### [Exercise materials]
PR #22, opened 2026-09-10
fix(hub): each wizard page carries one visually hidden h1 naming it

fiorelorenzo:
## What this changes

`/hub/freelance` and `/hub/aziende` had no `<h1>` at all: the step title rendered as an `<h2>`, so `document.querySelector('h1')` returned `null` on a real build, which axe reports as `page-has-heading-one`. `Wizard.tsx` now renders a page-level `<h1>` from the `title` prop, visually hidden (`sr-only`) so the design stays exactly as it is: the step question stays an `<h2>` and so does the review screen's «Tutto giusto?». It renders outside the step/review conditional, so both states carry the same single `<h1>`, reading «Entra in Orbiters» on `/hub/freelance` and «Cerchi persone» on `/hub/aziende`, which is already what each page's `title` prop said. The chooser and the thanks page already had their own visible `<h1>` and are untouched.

...

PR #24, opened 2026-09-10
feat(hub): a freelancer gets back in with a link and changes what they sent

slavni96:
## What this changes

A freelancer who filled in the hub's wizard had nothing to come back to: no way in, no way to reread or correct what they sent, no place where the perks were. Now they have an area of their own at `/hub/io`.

### [Exercise aim]
Find and copy each line of the data where "page" is present.

### [Solution]
fix(hub): each wizard page carries one visually hidden h1 naming it
`/hub/freelance` and `/hub/aziende` had no `<h1>` at all: the step title rendered as an `<h2>`, so `document.querySelector('h1')` returned `null` on a real build, which axe reports as `page-has-heading-one`. `Wizard.tsx` now renders a page-level `<h1>` from the `title` prop, visually hidden (`sr-only`) so the design stays exactly as it is: the step question stays an `<h2>` and so does the review screen's «Tutto giusto?». It renders outside the step/review conditional, so both states carry the same single `<h1>`, reading «Entra in Orbiters» on `/hub/freelance` and «Cerchi persone» on `/hub/aziende`, which is already what each page's `title` prop said. The chooser and the thanks page already had their own visible `<h1>` and are untouched.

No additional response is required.